_How to complete this task_
Return a copy of every line in the records that includes the word "making".

[Collected data]
* * *
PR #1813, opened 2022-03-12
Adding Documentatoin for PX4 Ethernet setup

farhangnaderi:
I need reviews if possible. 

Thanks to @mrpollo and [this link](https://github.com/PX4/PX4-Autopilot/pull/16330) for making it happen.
* * *
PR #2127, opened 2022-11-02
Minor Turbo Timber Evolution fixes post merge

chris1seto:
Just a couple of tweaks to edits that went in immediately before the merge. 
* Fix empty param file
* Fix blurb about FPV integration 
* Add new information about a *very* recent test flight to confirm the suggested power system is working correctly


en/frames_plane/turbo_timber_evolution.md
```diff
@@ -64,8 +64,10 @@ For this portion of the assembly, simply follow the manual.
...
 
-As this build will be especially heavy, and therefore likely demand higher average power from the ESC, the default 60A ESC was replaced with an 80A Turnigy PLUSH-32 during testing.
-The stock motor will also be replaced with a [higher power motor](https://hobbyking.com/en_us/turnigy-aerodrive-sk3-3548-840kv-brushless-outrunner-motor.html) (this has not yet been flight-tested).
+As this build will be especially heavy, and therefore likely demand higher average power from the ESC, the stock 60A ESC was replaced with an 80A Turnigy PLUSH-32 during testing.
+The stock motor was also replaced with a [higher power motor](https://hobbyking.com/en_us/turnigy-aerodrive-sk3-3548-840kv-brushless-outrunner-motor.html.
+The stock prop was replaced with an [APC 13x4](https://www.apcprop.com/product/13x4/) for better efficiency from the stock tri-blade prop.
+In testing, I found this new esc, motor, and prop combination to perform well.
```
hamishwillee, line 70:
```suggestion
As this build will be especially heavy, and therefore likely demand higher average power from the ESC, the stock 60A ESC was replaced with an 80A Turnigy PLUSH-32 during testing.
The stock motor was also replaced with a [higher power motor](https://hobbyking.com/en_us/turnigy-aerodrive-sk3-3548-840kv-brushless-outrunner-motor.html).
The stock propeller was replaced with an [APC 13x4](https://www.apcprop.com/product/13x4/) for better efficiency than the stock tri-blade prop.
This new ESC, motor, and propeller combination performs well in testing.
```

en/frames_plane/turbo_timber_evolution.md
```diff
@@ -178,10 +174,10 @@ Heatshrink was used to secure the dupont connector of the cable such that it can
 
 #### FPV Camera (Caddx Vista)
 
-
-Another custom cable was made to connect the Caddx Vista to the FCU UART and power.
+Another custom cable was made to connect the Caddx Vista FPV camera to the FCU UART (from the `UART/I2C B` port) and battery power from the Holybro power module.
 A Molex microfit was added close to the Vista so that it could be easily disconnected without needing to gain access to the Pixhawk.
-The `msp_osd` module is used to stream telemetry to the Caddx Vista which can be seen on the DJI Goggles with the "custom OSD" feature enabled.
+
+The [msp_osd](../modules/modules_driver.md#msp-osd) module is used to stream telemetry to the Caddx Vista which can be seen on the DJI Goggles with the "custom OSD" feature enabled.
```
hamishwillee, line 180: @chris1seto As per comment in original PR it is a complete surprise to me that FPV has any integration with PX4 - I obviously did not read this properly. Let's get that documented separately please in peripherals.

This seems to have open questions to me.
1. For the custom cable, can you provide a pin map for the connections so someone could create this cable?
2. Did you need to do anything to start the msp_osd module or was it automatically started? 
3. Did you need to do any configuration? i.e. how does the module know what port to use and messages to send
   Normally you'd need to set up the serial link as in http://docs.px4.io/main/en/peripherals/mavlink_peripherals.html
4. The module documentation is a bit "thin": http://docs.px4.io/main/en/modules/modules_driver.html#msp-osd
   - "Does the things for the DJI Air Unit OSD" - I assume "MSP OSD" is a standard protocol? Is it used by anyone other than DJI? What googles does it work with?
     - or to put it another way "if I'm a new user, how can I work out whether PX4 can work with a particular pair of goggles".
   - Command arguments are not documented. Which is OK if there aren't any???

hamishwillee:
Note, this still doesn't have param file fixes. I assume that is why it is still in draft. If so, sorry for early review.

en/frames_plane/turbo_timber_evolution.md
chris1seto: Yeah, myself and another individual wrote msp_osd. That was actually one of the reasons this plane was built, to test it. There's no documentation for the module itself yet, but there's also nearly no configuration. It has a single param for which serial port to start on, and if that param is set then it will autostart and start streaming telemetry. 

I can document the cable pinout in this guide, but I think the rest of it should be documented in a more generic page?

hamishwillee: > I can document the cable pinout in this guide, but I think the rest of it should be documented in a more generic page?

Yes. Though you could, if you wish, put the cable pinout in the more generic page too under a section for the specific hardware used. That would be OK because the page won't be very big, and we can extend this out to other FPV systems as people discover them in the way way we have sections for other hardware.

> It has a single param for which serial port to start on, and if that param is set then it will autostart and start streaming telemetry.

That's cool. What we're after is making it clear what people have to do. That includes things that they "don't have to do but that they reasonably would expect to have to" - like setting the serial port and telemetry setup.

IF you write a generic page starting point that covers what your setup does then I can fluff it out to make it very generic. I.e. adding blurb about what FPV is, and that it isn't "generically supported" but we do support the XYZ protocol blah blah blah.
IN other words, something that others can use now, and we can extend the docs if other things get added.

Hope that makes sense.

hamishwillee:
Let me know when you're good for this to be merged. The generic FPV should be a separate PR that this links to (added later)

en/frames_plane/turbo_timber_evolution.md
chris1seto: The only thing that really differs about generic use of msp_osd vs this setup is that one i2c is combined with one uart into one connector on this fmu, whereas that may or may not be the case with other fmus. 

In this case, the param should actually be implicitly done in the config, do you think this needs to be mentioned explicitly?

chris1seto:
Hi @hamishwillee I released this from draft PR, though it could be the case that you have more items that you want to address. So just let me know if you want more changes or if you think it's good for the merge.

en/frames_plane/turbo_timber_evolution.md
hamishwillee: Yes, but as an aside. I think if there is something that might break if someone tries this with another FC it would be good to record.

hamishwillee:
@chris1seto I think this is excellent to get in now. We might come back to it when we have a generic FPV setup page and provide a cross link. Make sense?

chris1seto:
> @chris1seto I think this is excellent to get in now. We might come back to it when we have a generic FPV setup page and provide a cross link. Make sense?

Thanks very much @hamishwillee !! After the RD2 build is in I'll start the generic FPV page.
* * *
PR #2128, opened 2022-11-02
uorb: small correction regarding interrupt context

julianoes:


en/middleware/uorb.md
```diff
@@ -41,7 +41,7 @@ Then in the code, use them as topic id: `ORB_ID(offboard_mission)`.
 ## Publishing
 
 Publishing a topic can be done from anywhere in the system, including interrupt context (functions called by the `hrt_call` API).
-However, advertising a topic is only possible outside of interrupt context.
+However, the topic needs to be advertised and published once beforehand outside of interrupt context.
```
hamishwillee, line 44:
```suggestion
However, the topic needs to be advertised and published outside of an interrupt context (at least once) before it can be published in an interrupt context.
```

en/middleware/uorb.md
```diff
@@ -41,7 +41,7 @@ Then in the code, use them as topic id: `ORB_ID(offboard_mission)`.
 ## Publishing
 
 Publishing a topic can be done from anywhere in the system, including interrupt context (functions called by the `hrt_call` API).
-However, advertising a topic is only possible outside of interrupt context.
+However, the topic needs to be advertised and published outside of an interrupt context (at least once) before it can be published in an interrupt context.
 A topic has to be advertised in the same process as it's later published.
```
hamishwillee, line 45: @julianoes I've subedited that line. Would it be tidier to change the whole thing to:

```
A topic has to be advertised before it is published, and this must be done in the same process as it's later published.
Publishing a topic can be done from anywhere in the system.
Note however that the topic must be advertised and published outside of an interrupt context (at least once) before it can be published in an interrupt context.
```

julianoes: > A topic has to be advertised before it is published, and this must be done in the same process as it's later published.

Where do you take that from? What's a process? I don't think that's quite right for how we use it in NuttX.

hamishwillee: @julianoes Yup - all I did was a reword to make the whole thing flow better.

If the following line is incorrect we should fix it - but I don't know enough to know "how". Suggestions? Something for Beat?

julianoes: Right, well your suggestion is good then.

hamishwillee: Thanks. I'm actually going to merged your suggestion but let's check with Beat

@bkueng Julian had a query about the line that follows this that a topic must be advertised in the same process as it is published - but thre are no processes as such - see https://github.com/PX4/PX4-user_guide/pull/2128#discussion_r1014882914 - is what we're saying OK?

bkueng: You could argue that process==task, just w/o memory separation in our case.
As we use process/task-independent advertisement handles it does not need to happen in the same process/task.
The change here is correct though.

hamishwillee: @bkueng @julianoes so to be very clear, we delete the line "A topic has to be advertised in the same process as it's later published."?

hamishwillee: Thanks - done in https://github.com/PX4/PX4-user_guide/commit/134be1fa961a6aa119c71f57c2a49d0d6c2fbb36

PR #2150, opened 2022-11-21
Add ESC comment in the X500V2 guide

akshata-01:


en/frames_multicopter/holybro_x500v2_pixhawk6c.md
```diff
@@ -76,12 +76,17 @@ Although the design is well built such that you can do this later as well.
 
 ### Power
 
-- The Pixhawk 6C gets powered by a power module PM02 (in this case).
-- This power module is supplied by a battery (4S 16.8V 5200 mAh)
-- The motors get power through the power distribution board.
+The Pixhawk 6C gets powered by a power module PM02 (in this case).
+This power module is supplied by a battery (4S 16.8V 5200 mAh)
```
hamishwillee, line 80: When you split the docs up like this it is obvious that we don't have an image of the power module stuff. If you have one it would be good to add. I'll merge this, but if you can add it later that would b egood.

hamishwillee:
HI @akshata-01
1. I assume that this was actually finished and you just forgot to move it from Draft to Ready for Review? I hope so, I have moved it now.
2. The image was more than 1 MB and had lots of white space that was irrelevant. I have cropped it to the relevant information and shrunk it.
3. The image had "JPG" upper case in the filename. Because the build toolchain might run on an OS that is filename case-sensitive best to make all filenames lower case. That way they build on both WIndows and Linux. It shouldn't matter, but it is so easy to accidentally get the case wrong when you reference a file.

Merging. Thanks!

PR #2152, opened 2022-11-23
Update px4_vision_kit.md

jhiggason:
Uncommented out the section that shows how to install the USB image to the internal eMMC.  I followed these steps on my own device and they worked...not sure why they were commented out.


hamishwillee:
* * *
_Written reply_
Thanks to @mrpollo and [this link](https://github.com/PX4/PX4-Autopilot/pull/16330) for making it happen.
That's cool. What we're after is making it clear what people have to do. That includes things that they "don't have to do but that they reasonably would expect to have to" - like setting the serial port and telemetry setup.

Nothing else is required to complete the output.